It was shortly after he came into the game


----------



## BeZerker2008 (Jun 29, 2006)

The game was ok, chemistry definately not there (I know it's preseason) but man the new guys they got will really help out alot. Khryapa seems to be a good songaila replacement. TT & Sef looked good especially TT, he's very fast. Sweets, my god he looks huge but still is able to get to the line so maybe he will be useful for lowpost scoring. Wallace and that airball, I was like Oh Boy! something to look forward to every game. I wish wallace would have played longer but maybe in the regular season I'll finally see someone stand up to Haywood. Haywood was always manhandling chandler/curry it'll be great to see him go against wallace and try to do the same, he'll get his arse knocked down now. I'm sorry I just can't stand that cross-eyed fool.


----------



## BullSoxChicagosFinest (Oct 22, 2005)

Skiles postgame: "Big Ben really stood out for his defensive energy while the other 4 starters really got outplayed".

Funny, listening to postgame and reading reactions, seems like they lost. Wallace: "They say losing builds character but I think it sucks...we can get better, especially defensively". Gordon: "This isn't how we wanted to come out or play". Hard to really analyze with it being preseason, but also shows it's not a big deal. I think the team'll be fine.


----------



## The ROY (Nov 11, 2004)

BullSoxChicagosFinest said:


> Skiles postgame: "Big Ben really stood out for his defensive energy while the other 4 starters really got outplayed".
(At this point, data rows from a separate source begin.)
PR #1829, opened 2021-05-13
Extract floskell plugin as a standalone plugin

Ailrun:
Its basic structure is copied from `hls-brittany-plugin`.

### DIFF
--- a/.github/workflows/bench.yml
+++ b/.github/workflows/bench.yml
@@ -55,8 +55,10 @@ jobs:
     - if: ${{ needs.pre_job.outputs.should_skip != 'true' }}
       run: cabal update
 
+    # max-backjumps is increased as a temporary solution
+    # for dependency resolution failure
     - if: ${{ needs.pre_job.outputs.should_skip != 'true' }}
-      run: cabal configure --enable-benchmarks
+      run: cabal configure --enable-benchmarks --max-backjumps 10000
 
     - if: ${{ needs.pre_job.outputs.should_skip != 'true' }}
       name: Build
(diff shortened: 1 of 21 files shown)


Ailrun:
Cabal configuration fails for benchmark with the following message:
```
 Warning: Requested index-state2021-03-29T21:23:14Z is newer than
'hackage.haskell.org'! Falling back to older state (2021-03-29T13:57:59Z).
Resolving dependencies...
[__0] trying: ghcide-1.3.0.0 (user goal)
[__1] rejecting: ghcide:!test (constraint from config file, command line flag,
or user target requires opposite flag selection)
[__1] trying: ghcide:*test
[__2] trying: tasty-1.4.1 (dependency of ghcide *test)
[__3] trying: ansi-terminal-0.11 (dependency of tasty)
[__4] next goal: retrie (dependency of ghcide)
[__4] rejecting: retrie-0.1.1.1 (conflict: ansi-terminal==0.11, retrie =>
ansi-terminal>=0.10.3 && <0.11)
[__4] skipping: retrie-0.1.1.0, retrie-0.1.0.1, retrie-0.1.0.0 (has the same
characteristics that caused the previous version to fail: excludes
'ansi-terminal' version 0.11)
[__4] fail (backjumping, conflict set: ansi-terminal, ghcide, retrie)
Backjump limit reached (currently 4000, change with --max-backjumps or try to
run with --reorder-goals).
```

Maybe we need to increase the max backjump limit? (I tried 5000, and that at least works)

jneira (approved):
It looks really great (including improvements in tests), many thanks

WIsh he would of mentioned Tyrus. Cause those two definintely were the most energetic on the floor, those two and Nocioni, who IMO, played better than Deng while he was in. Did he even miss a shot?! even when whistles were blown and he shot, it was nothing but net. Noc is out to prove a point this year, I saw that in him today.


----------



## synergy825 (Apr 28, 2005)

Deng and Nocioni both played well. I just wish Deng would slash into the hoop more instead of settling for jumpers.


----------



## garnett (May 13, 2003)

Any signs of a post-up game from Deng?


----------



## The ROY (Nov 11, 2004)

garnett said:


> Any signs of a post-up game from Deng?


not at all...

looked like the same old deng to me


----------



## spongyfungy (Oct 22, 2003)

http://download.yousendit.com/F664CE94161B09C7


----------



## soonerterp (Nov 13, 2005)

I don't want to put a lot of weight on a preseason game (that unfortunately I did not get to see or hear), but I vaguely remember telling you guys you'd be pleasantly surprised with Viktor Khryapa (I guess his nickname is staying in Portland ... he was known as "The Wolverine.")

From reading the gamethread it sounds like the group needs a little time to gel and get their legs.

I REALLY HOPE I can see Sunday's game somewhere (obviously I don't live in the Chicagoland area but my cable system has WGN ... the "superstation" feed though. The schedule for Sunday afternoon is hours and hours of stupid _America's Funniest Home Videos_ reruns. Yuck and poo.  ).



> talking about gamethread, where is mizenkay?


That's a damn good question. Please Mizenkay, come back!!! 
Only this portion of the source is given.